Thursday, March 27, 2003

Oh, Colin Qvinn.

His show on Comedy Central is called Tugh Crowd. Presumably, and I'm not being smart, because that's what stand up comedians sometimes say when they have a hostile audience/are bombing on stage. I just think it's interesting that one of the less competent performers on television has specifically that as the name for his show.

Colin Qvinn is exceptional primarily because he is the only host of SNL's Weekend Update who was worse than Norm McDunald. Colin Qvinn can't read. I don't mean that he's illiterate, just that he has no timing whatsoever. The only time I ever liked him as a performer was when he played Artie's idiot son on The Larry Sanders Show.

But now he has his own show on Comedy Central. Why?
I'm writing about this, honestly, because I'm offended by his show. I watch the Daily Show whenever I can, and I've caught Tugh Crowd a couple of times. To start of with, the show is infrequently funny. Qvinn's delivery is a cringe-inducing to me as the president's. Fortunately, the president doesn't speak that often, and when he does he's very coached, or at least seems it. And another thing: these guys think bigotry is cute.

Obviously not all of them. But Colin, his good buddy Nick DePolo, and Jim Nerton, two of the most frequent guests, think being an asshole is funny. Colin thinks he's a badass, Nick DePolo is the most embarrassing caricature of an Italian-American I can think of, and Jim Norton just gives me the skeevies. Jim Nerton is Se7en gross. He even looks like a rapist. Nick DePolo is jingoistic, uninformed, unfunny, and seems to think that throwing around Andrew Dice Clay-worthy slurs and epithets make him a comedian. Why is it taboo to make racist statements? Because it's ugly. Because it provokes tensions and divides us. Because it hurts people. Because it's stupid. Because... anyone who knows their history knows why.
Which isn't to say that we should avoid racial issues in humor. Or self-censor. But being an asshole isn't funny.
My problem with these guys is an issue I think is related to All in the Family. Half of the people who watched that show didn't know that it was satirical. They thought that Archie Bunker was a legitimate representative for white blue collar Americans. They thought he was cool.

The problem with this is that transgression is just transgression. Transgression done only for attention and shock value is trash. When Nick DePolo makes sport of Adrian Brody's nose because, hey, Jewish people have big noses, he's just being a jerk. He's not trying to break us out of apathy or provoking thought, he's making fun of Jews. How edgy.

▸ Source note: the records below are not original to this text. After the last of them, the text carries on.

PR #637, opened 2017-10-18
CircleCI improvements

Warchant:
- [x] This PR adds new step to the CircleCI 2.0: `macos-build`.
       Mean time for build with cache: 2.30 min
       Mean time for build without cache: 11 min
- [x] Bugfixes in circle.yml related to sonar-pr and sonar-release steps.

### DIFF
--- a/.circleci/config.yml
+++ b/.circleci/config.yml
@@ -129,9 +129,6 @@ jobs:
 
 
   macos-build:
-    #docker:
-    #  - image: postgres:9.5
-    #  - image: redis:3.2.8
     macos:
       xcode: 9.0.0
     steps:
--- a/.circleci/config.yml
+++ b/.circleci/config.yml
@@ -27,9 +27,6 @@ jobs:
       - run:
           name: ccache setup
           command: |
-            ccache --version
-            ccache --show-stats
-            ccache --zero-stats
             ccache -F 0
             ccache -M 0
 
@@ -51,6 +48,8 @@ jobs:
           key: build-cache-{{ .Branch }}-{{ epoch }}
           paths:
             - ~/.ccache
+
+      - run: ccache --show-stats
 
       # test and coverage info
       - run:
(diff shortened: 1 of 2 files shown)


.circleci/config.yml
```diff
@@ -112,21 +73,21 @@ jobs:
       - run:
           name: execute sonar-scanner to analyze PR
           command: >
-            [ ! -z "$SONAR_TOKEN" ] && \
+            if [ ! -z "$SONAR_TOKEN" ] && \
```
l4l: btw `! -z ...` is same as `-n`

.circleci/config.yml
```diff
@@ -151,33 +112,77 @@ jobs:
...
-  #     - attach_workspace:
-  #         at: /opt/iroha/build
-  #     - run: TODO
-  #         name: todo
-  #         command: echo "I am happy albatross"
-
+  macos-build:
+    #docker:
+    #  - image: postgres:9.5
+    #  - image: redis:3.2.8
```
l4l: why commented?

.circleci/config.yml
```diff
@@ -151,33 +112,77 @@ jobs:
...
+            - external-{{ arch }}-{{ .Branch }}
+            - external-{{ arch }}
+          paths:
+            - external
+      - run: ccache --show-stats
+      - run:
+          name: build
+          command: |
+            cmake -H. -Bbuild
+            cmake --build build -- -j$(sysctl -n hw.ncpu)
```
l4l: Afair we have some env variable for job number, don't we?

.circleci/config.yml
```diff
@@ -151,33 +112,77 @@ jobs:
...
+          keys:
+            - external-{{ arch }}-{{ .Branch }}
+            - external-{{ arch }}
+          paths:
+            - external
+      - run: ccache --show-stats
+      - run:
+          name: build
+          command: |
+            cmake -H. -Bbuild
```
l4l: why not `cmake -H$IROHA_HOME -B$IROHA_BUILD`?

.circleci/config.yml
Warchant: I've read somewhere that it is not.

.circleci/config.yml
Warchant: Should I remove comments?

.circleci/config.yml
Warchant: there are possibly no $IROHA_HOME or $IROHA_BUILD

.circleci/config.yml
Warchant: in mac? are you sure?

.circleci/config.yml
l4l: I mean why those containers isn't launched?

.circleci/config.yml
l4l: In circleci, I guess it should share env vars to every arch, don't it?

Warchant: it does not

.circleci/config.yml
Warchant: MacOS builds for circle ci 2.0 are bugged. When I uncomment it, circle ci thinks that I want to start linux, not mac... Everything fails.

PR #641, opened 2017-10-18
Replace SHA3-512 with SHA-512 for ed25519; update examples in docs

lebdron:
[Ed25519](https://en.wikipedia.org/wiki/EdDSA#Ed25519) is defined using SHA-512. This PR replaces SHA3-512 with standard hashing algorithm for signatures.
- Remove obsolete signature tests
- Update examples for new hash algorithm


libs/crypto/ed25519/keypair.c
```diff
@@ -1,12 +1,12 @@
...
-#include "sha3.h"
+#include "sha512.h"
 #include "ge.h"
 
 
 void ed25519_create_keypair(unsigned char *public_key, unsigned char *private_key, const unsigned char *seed) {
     ge_p3 A;
 
-    sha3_512(seed, 32, private_key);
+    sha512(seed, 32, private_key);
```
l4l: does size of private_key 64 bytes?

libs/crypto/ed25519/add_scalar.c
```diff
@@ -1,21 +1,21 @@
...
+#include "sha512.h"
 
 
 /* see http://crypto.stackexchange.com/a/6215/4697 */
 void ed25519_add_scalar(unsigned char *public_key, unsigned char *private_key, const unsigned char *scalar) {
     const unsigned char SC_1[32] = {1}; /* scalar with value 1 */
-
-    unsigned char n[32];
+    
+    unsigned char n[32];
```
muratovv: Confused end space.

test/module/libs/crypto/signature_test.cpp
```diff
@@ -44,78 +44,3 @@ TEST(Signature, PrintkeyPair) {
   ASSERT_NO_THROW({ std::cout << keypair.pubkey.to_base64() << std::endl; });
   ASSERT_NO_THROW({ std::cout << keypair.privkey.to_base64() << std::endl; });
 }
-
-TEST(Signature, generatedByAndroid) {
```
muratovv: Better to add a signature test for cryptography. We should add tests for crypto or task about it.

libs/crypto/ed25519/CMakeLists.txt
```diff
@@ -1,4 +1,4 @@
-add_library(ed25519 STATIC
+add_library(ed25519
```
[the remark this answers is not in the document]
lebdron: https://cmake.org/cmake/help/v3.0/command/add_library.html
> If no type is given explicitly the type is STATIC or SHARED based on whether the current value of the variable BUILD_SHARED_LIBS is ON.

Other project libraries also use this implicit static definition.

libs/crypto/ed25519/keypair.c
lebdron: Yes. The number here refers to seed length, and seed is 32 bytes.

test/module/libs/crypto/signature_test.cpp
lebdron: Currently there is test for both sign and verify

https://github.com/hyperledger/iroha/blob/17af47bdda507c7999670699a9f1abc089887b59/test/module/libs/crypto/signature_test.cpp#L30

Additional tests can be added in another task.

Issue #1183, opened 2018-04-04
Resolve licensing issues discovered by Fossology scan


tkuhrt:
## Context

Hyperledger Iroha source files were scanned by The Linux Foundation utilizing Fossology to determine license for files contained in the following repositories:
  * https://github.com/hyperledger/iroha.git (develop branch)
  * https://github.com/hyperledger/iroha-api.git (docs branch)
  * https://github.com/hyperledger/iroha-scala.git (master branch)
  * https://github.com/hyperledger/iroha-ed25519.git (master branch)
  * https://github.com/hyperledger/iroha-dotnet.git (master branch)

From the Hyperledger Charter (https://www.hyperledger.org/about/charter) Section 13, all files that are included in Hyperledger projects should either be licensed with the Apache License, Version 2.0 for source code or Creative Commons Attribution 4.0 International License for documentation.

## Expected Behavior

All files should have license text included either directly or via a LICENSE file in the directory for files that cannot be modified to include a comment with the license text (think binary files).

## Actual Behavior

See results of scan: 
[iroha-2018-04.xlsx](https://github.com/hyperledger/iroha/files/1876860/iroha-2018-04.xlsx)

  * The most notable finding is at iroha/docs/source/conf.py. This file inaccurately describes Iroha's license as "CC-BY-NC-3.0". In addition to being the wrong license, this is a noncommercial-use-only license. If this file hasn't been modified or removed, it should be promptly changed by its author to list Iroha's license as Apache-2.0.
  * There are 2 files (sha3.c, in two directories) with a notice saying that they are partially public domain, but partially based on code from http://keccak.noekeon.org/. I haven't been able to find any details on that site about licenses for this "keccak" software. The developers will want to either confirm what license governs the "keccak" portions of this file, or else find an alternative with a specified open source license.
  * I did not see any references to CC-BY-4.0, Creative Commons Attribution 4.0. This is the Hyperledger project license for documentation files. The team will likely want to add CC-BY-4.0 notices to documentation files, in particular, the top-level README file for each repo. An example of how Fabric does this can be seen at the bottom of https://github.com/hyperledger/fabric/blob/release-1.1/README.md.
  * There are a very small number of files with non-Apache third party license (MIT, Zlib and public domain). These will likely not be particularly concerning, but will still be subject to GB approval as license exceptions.

## Possible Fix

[...]

PR #1184, opened 2018-04-04
Fix of licenses

laSinteZ:
### Description of the Change
Fixed license info in our readme and conf.py files according to https://github.com/hyperledger/iroha/issues/1183

### Benefits
Partially eliminating problems with licensing.

### Possible Drawbacks 
We still need to license all other source code files :)

### DIFF
--- a/docs/source/conf.py
+++ b/docs/source/conf.py
@@ -52,7 +52,7 @@ master_doc = 'index'
 # General information about the project.
 project = u'Iroha'
 documentation = u'Iroha Documentation'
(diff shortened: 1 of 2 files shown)


docs/source/conf.py
```diff
@@ -53,8 +53,8 @@
 project = u'Iroha'
 documentation = u'Iroha Documentation'
 description = u'Distributed ledger technology platworm, written in C++'
```
tkuhrt: I know this is not part of this change, but `platform` is spelled incorrectly in this line.

PR #1192, opened 2018-04-08
Rework Docker images pull mechanism

bakhtin:

### Description of the Change
Before this PR, Jenkins has been building Docker images prior running every build. The procedure is the following:
- forcibly build Docker image referenced by current commit. In majority of cases Docker reuses image layers local cache and simply tags already existing image
- in case any changes were introduced in Docker file, the image is rebuilt and used while building Iroha
- in case the current build is recognized as Master or Develop branch commit, resulting Docker image is uploaded to Dockerhub
The problem is that in the very beginning of Dockerfile we run `apt-get update` command followed by `apt-get upgrade`

```
RUN apt-get update; \
    apt-get -y upgrade; \
    apt-get -y --no-install-recommends install apt-utils software-properties-common; \
    apt-get -y clean
[snip]
```

Docker decides whether the `RUN` section is in cache or not totally depends on the similarity of commands, i.e. if no changes were introduced into a `RUN` section, Docker will reuse local cache. This works fine as long as we do not need to update `apt` cache. And sometimes we must do it because repositories are referenced by DNS names and not by IP addresses. However, those resolved domain names are stored in APT cache as IP addresses, which may become unavailable over time.
This leads to a situation when modified Dockerfile, that was added with additional packages installed from APT repositories cannot install them, as IP addresses not available any more. This requires APT cache to be updated with `apt-get update` command. And as Docker reuses local cache this operation will never run.
We can force Docker to always update cache before every build, but this leads to rebuilding the whole image, because `apt-get update` is the very first command in Dockerfile

This PR introduces a new mechanism for building Docker images during pipeline run. We compare Dockerfile of two consecutive commits: current and the previous one. If they differ, then simply rebuild an an image. Otherwise, reuse the image already built in the previous commit.

### Benefits
Docker images that are built during pipeline run will now avoid stale APT repositories, while still benefit from already built images during previous pipeline runs.

### Possible Drawbacks 
This may increase pipeline run time in cases a Dockerfile has been changed as we now do not use local layer cache, but rebuilding the entire image. But doing so allows to avoid stale APT repositories, which would have failed a build anyways.


.jenkinsci/docker-pull-or-build.groovy
```diff
@@ -0,0 +1,49 @@
...
+  if (diffExitCode == 0) {
+    return false
+  }
+  return true
+}
+
+def dockerPullOrUpdate() {
+  def platform = sh(script: 'uname -m', returnStdout: true).trim()
+  def commit = sh(script: "echo ${BRANCH_NAME} | md5sum | cut -c 1-8", returnStdout: true).trim()
+  if (remoteFilesDiffer("https://raw.githubusercontent.com/hyperledger/iroha/${env.GIT_COMMIT}/docker/develop/${platform}/Dockerfile", "https://raw.githubusercontent.com/hyperledger/iroha/${env.GIT_PREVIOUS_COMMIT}/docker/develop/${platform}/Dockerfile")) {
```
tyvision: what if try to write it in a manner like:
```
if ( remoteFilesDiffer( "https://raw.githubusercontent.com/hyperledger/iroha/${env.GIT_COMMIT}/docker/develop/${platform}/Dockerfile",
                        "https://raw.githubusercontent.com/hyperledger/iroha/${env.GIT_PREVIOUS_COMMIT}/docker/develop/${platform}/Dockerfile")) {
```
which is more readable.

tyvision: Also, what if there is no previous commits? `GIT_PREVIOUS_COMMIT = null`, or `GIT_PREVIOUS_COMMIT = GIT_COMMIT`?
In case of `null` - there might be errors from `curl` which might fail the whole pipeline. 

Regarding `diff` - in this case it will return non-zero exit code thus new docker image will be built and then uploaded to the dockerhub.

.jenkinsci/docker-pull-or-build.groovy
```diff
@@ -0,0 +1,49 @@
...
+  }
+  else {
+    // reuse develop branch Docker image
+    if (BRANCH_NAME == 'develop') {
+      iC = docker.image("hyperledger/iroha:${platform}-develop")
+      iC.pull()
+    }
+    else {
+      // first commit in this branch or Dockerfile modified
+      if (remoteFilesDiffer("https://raw.githubusercontent.com/hyperledger/iroha/${env.GIT_COMMIT}/docker/develop/${platform}/Dockerfile", "https://raw.githubusercontent.com/hyperledger/iroha/develop/docker/develop/${platform}/Dockerfile")) {
```
tyvision: same as above - maybe write each passing argument on different lines?

.jenkinsci/docker-pull-or-build.groovy
bakhtin: According to [Jenkins GIt plugin](https://wiki.jenkins.io/display/JENKINS/Git+Plugin#GitPlugin-Environmentvariables), `GIT_PREVIOUS_COMMIT` equals `GIT_COMMIT` in case it is the first commit to that branch

lebdron: It seems that number of conditional branches can be reduced, e.g. now it is 
```
if (differ in branch)
  if (develop)
    build image; push
  else
    build image
```
can be simplified to
```
if (differ in branch)
  build image
  if (develop)
    push
```

PR #1193, opened 2018-04-09
Use pubkey as identifier in SignatureSetType

l4l:
### Description of the Change

ed25519 can have different signature for the same public key, so it necessary to guarantee uniqueness of each public key in signature set


neewy:
This fix should contain test with text data based on modified version of ed25519

l4l:
It is not really trivial to write the test for that case, as long as:
1. requires modification of iroha-ed25519
2. or there's a need somehow skip timeout check (that is not trivial at all)

l4l:
Good idea, thanks! I will finish it soon

neewy:
Any progress? I've noticed you have added test in commit above, is it sufficient to review this fix?

l4l:
Yes, for now only that test can be done without significant projects changes and I think better review&merge it asap, then think about other components (though, they will work as well, as they have code duplication actually)

PR #1194, opened 2018-04-09
Change namespace for permissions

luckychess:
### Description of the Change

Move permissions from iroha::model to shared_model::permissions

### Benefits

Permissions.hpp was moved to shared model but namespace still was old (iroha::model). Now it's fixed.

### Possible Drawbacks 

None.

### DIFF
--- a/irohad/execution/impl/command_executor.cpp
+++ b/irohad/execution/impl/command_executor.cpp
@@ -21,8 +21,8 @@
 
 #include "execution/common_executor.hpp"
 #include "interfaces/commands/command.hpp"
-#include "validators/permissions.hpp"
 #include "utils/amount_utils.hpp"
+#include "validators/permissions.hpp"
 
 namespace iroha {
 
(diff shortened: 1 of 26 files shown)


shared_model/validators/permissions.hpp
```diff
@@ -21,8 +21,8 @@
 #include <set>
 #include <string>
 
-namespace iroha {
-  namespace model {
+namespace shared_model {
```
Alexey-N-Chernyshov: please rename safe guard as well

irohad/execution/impl/command_executor.cpp
```diff
@@ -506,15 +506,17 @@ namespace iroha {
     // any asset
     return creator_account_id == command.accountId()
         and checkAccountRolePermission(
-                creator_account_id, queries, model::can_add_asset_qty);
+                creator_account_id,
+                queries,
+                shared_model::permissions::can_add_asset_qty);
```
l4l: maybe just use using-namespace thing?

shared_model/validators/field_validator.cpp
```diff
@@ -18,8 +18,8 @@
 #include "validators/field_validator.hpp"
 #include <boost/algorithm/string_regex.hpp>
 #include <boost/format.hpp>
-#include "permissions.hpp"
 #include "cryptography/crypto_provider/crypto_verifier.hpp"
+#include "permissions.hpp"
```
l4l: Use full path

Tugh Crowd has many problems in general. It's just not really a great idea to have stand-up comedians debate important issues of the day. I mean, is there anything more ironic than Jim Norton deriding Hollywood anti-war people as phony, ill-informed "jizz-bags" a full ten minutes after he's weighed in on the issue of torture? Bill Mayer's shows have had similar problems, but both Real-Time and Politically Incorrect have had the benefit of having a competent, provocative, and articulate host. And the focus of those shows is more the debate than the humor, which helps.

The bottom line is that Tugh Crowd sucks. It follows one of the best shows on television, and it compares unfavorably to Mad TV. I can't wait till it's cancelled.